Keywords: 

Background

At Plantronics, we have taken our mission from building the best in class industry enterprise headsets to a relentless mission of providing insights for improving audio communications. The data we collect from headsets are aggregated in our cloud SaaS offering Plantronics Manager Pro. We also expose the data via APIs (Please refer links below) which help our partners, MSPs and customers to innovate and customize their tailored use cases with solutions, app etc.

Our APIs are of two categories(like most APIs there) :

  1. REST  pull mechanism using APIs for historical analytics use cases
  2. ​Real-time Streaming - using pubnub messaging for real time relay of device and call events from Plantronics headsets (Quick Disconnect, Mute etc.)  as in our call center wall board integration e.g. Agentq wall broad.
 

Streaming analytics backend architecture

Streaming API architecture uses Storm Topologies to subscribe to real time events pushed from Hubs(Plantronics client software in a laptop / mobile platform) to a pubnub channel. 







 
Architecture flow
The diagram above shows the command control for setting up basic authorization of realtime data flow between pubnub, Plantronics Cloud and  a partner application. For basics on starting a realtime stream with plantronics APIs, please look here: http://developer.plantronics.com/article/getting-started-real-time-apis

 

Components:

API servers (Host REST APIs, read/ write to persistence layer MySQL, Hbase, MongoDb).

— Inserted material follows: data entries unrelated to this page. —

PR #159, opened 2024-05-31
Add case path iteration

stephencelis:
This wasn't so bad to add on top of #158.

I made it so that `AllCasePaths: Sequence` so that you could iterate over all of the case paths.

The biggest issue is this conformance confuses autocompletion of case key paths with a few properties that come with `Sequence`:

image

They show up at the end, so it's not so bad. I avoided a `RandomAccessCollection` conformance because it added even more pollution here.

Alternately:

1. We could spell out a whole separate object that acts as the collection, though not sure what that would look like.
2. If/when we add some kind of conformance to `AllCasePaths`, like `CasePathCollection`, then we could squirrel away the collection stuff to a `RangeReplaceableCollection.init(some CasePathCollection)` helper instead.


mbrandonw (approved):

stephencelis:
(Restored the branch for https://github.com/apple/swift/issues/74107)

PR #160, opened 2024-06-06
Handle comments on cases.

mbrandonw:


Tests/CasePathsMacrosTests/CasePathableMacroTests.swift
```diff
@@ -968,4 +968,102 @@ final class CasePathableMacroTests: XCTestCase {
...
+        public struct AllCasePaths: Sequence {
+          public subscript(root: Foo) -> PartialCaseKeyPath<Foo> {
+            switch root {
+            case .bar:
+              return \.bar
+            case .baz:
+              return \.baz
+            case .fizz:
+              return \.fizz
+            case .fizzier/*Comment in case*/:
```
mbrandonw, line 1001: we could even trim this comment, but it's also not hurting anything and just an edge case

Tests/CasePathsTests/MacroTests.swift
```diff
@@ -0,0 +1,10 @@
+import CasePaths
+
+@CasePathable
+private enum Comments {
+  // Comment above case
+  case bar
+  /*Comment before case*/ case baz(Int)
+  case fizz(buzz: String)  // Comment on case
+  case fizzier/*Comment in case*/(Int, buzzier: String)
+}
```
mbrandonw, line 10: added a "static" macro test. we could probably have more of these.

stephencelis (approved):

PR #2714, opened 2026-09-21
fix(task): reject unsatisfiable dependencies

### LINKED ISSUE #2710: [Bug]: TaskUpdate accepts cyclic and completed task dependencies
### Prerequisites

- [x] I searched the open issues and pull requests for task dependencies, cycles, and `blockedBy`.

### Summary

`TaskUpdate` accepts dependency edges that can never be satisfied. A task can block itself, two or more tasks can form a dependency cycle, and a completed task can later be added as a new prerequisite.

The task tools are presented as the agent's tracked plan: a task in `blocked_by` must complete before the dependent can start. The accepted edges below therefore leave the plan in an impossible or misleading state.

### Reproduction

Against `main` at `5ff52f877de12d66a30d55af279dd4f42b1590f3`:

1. Create task `A`, then call `TaskUpdate(task_id=A, add_blocked_by=[A])`.
   - Actual: the result reports success; `A.blocks == [A]` and `A.blocked_by == [A]`.
2. Create `A` and `B`, set `A` to block `B`, then set `B` to block `A`.
   - Actual: both tasks become mutually blocked.
3. Mark `A` completed, then set `B` to be blocked by `A`.
   - Actual: `TaskList` reports `B` as pending and blocked by an already-completed task.

### Root Cause

`TaskUpdate.call()` filters proposed `add_blocks` / `add_blocked_by` values only by membership in existing task IDs, then `_update_block_relation()` writes both reciprocal lists. It does not validate self-edges, reachability in the existing dependency graph, or task lifecycle state.

### Expected Behavior

- A task must not be its own prerequisite.
- Adding an edge must not create a direct or indirect cycle.
- Completed tasks must not be introduced into a new blocking relation.
- Invalid candidates must leave the task graph unchanged; valid edges in the same request should retain the existing behavior.

### Proposed Scope

A focused fix can validate each candidate edge before mutating task state, then add unit coverage for self-dependency, a two-task cycle, and a completed prerequisite. Expected scope: `src/agentscope/tool/_task/_update_task.py` and `tests/task_tool_test.py`.

No public API or dependency changes are needed.

AI-assisted investigation; the cited paths and three reproductions were verified locally against the stated commit.

helloJamest:
Fixes #2710

## Summary
- reject self-referential dependency edges and edges that close direct or indirect cycles
- prevent completed tasks from participating in new dependency relations
- add regression coverage for self dependencies, three-task cycles, and completed prerequisites

## Tests
- `PYTHONPATH=src .venv\\Scripts\\python.exe -m pytest tests/task_tool_test.py -q`
- `pre-commit run --files src/agentscope/tool/_task/_update_task.py tests/task_tool_test.py`


src/agentscope/tool/_task/_update_task.py
```diff
@@ -273,6 +291,35 @@ async def call(
...
+        pending = [blocked_by_id]
+        visited: set[str] = set()
+        while pending:
+            current_id = pending.pop()
+            if current_id == block_id:
+                return False
+            if current_id in visited:
+                continue
+            visited.add(current_id)
+            pending.extend(tasks_by_id[current_id].blocks)
```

1. 3rd party app calls into Streaming API using REST protocol to set up subscription interest for a specific real time stream.
2. As part of SUCCESS/201 response, the app gets pubnub subscription metadata (which pub/sub channel keyset etc). Now, the app is ready to subscribe to interested realtime events.
3. Plantronics cloud intenally pushes intent to subscribe to realtime events relevant to a tenant's Hubs. Now, Hub client software which communicate with customer headsets(via bluetooth, corded USB) start publishing real time events to plantronics cloud through a negotiated pubnub channel/keyset.


 

Apache Storm topologies

The topology is designed to subscribe to pubnub cloud
  • Pub Nub spouts  -   subscribe to pubnub channels for multiple tenants to listen to  device / call stat events coming in from Hub.  Each tenant's Hubs (running on customer laptops/mobile) uses multiple pubnub channels into which clients pushes events to load balance on spouts and pubnub sdk threads.
  • Pubnub Bolts - Bolt maintains a cache to relevant 3rd party app subscriptions and corresponding pubnub metadata needed. They parse event json from Spout does some aggregation, stores any analytics stat needed in hbase and pushes event to all apps that have subscription to the event stream.

Problem

Now, with the background of the overall use case and workflow of setting up realtime streaming for 3rd party apps, we can get to the description of challenge that this article tries to provide an architectural pattern for.

Requirement

This article focusses on business logic state management and not times series data aggregation state which lots of articles deal with. With the use case description above, tenants can be  subscribed  and unsubscribed using APIs, 3party app might subscribe and unsubscribe interested streams. Tenants can come and go. Application might reach end of life. So, how to update the cached state on Storm spouts/ bolts?  I researched many options based on our requirement. Having a direct very low latency db access is not a requirement here since this will be a periodic update of cache on when to start/stop reading some tenants, publish to apps  etc. Also the real time path should not be affected while processing events due to db read/ writes was a no compromise one. 

Solution

The above diagram illustrates the state mamagement we zeroed on which has worked well for us. The following component descriptions explain the ideas and flow.
  1. Dynamic state manager  This singleton instance will periodically kick off on an independent thread a local cache update which maintains the active apps and their event stream subscriptions, tenants which are enabled for realtime and their event subscriptions and other metadata needed for subscribing from tenants and publishing to partner applications.  The dynamic manager updates it state periodicallly using the REST API calls to API servers. They do not talk to databases directly.
  2. Spout The spout periodically checks the dynamic state manager and updates it local cache for which tenants it is has a subscription for so that it can add and delete tenants as and when needed. Use something like a regular java timers to kick off this task. Do it within your stream processing framework's(In this case Storm worker thread) thread to avoid synchronization related issues.
  3. Bolt The bolt periodically updates (using Tick tuple construct in Storm's doc) to kick off updates for apps and their subscripriptions.
The above pattern has some advantages:
  •  Avoids close coupling with database schema keeping interface contract with REST APIs.
  • Some of the APIs given to external parties can be reused. 
  • Testability increases at service level and storm components using mock libraries.
  • Performance tuning can focussed on the API server layer instead of becoming part of Strom components. So, it gives a good isolation of sub components for performance testing.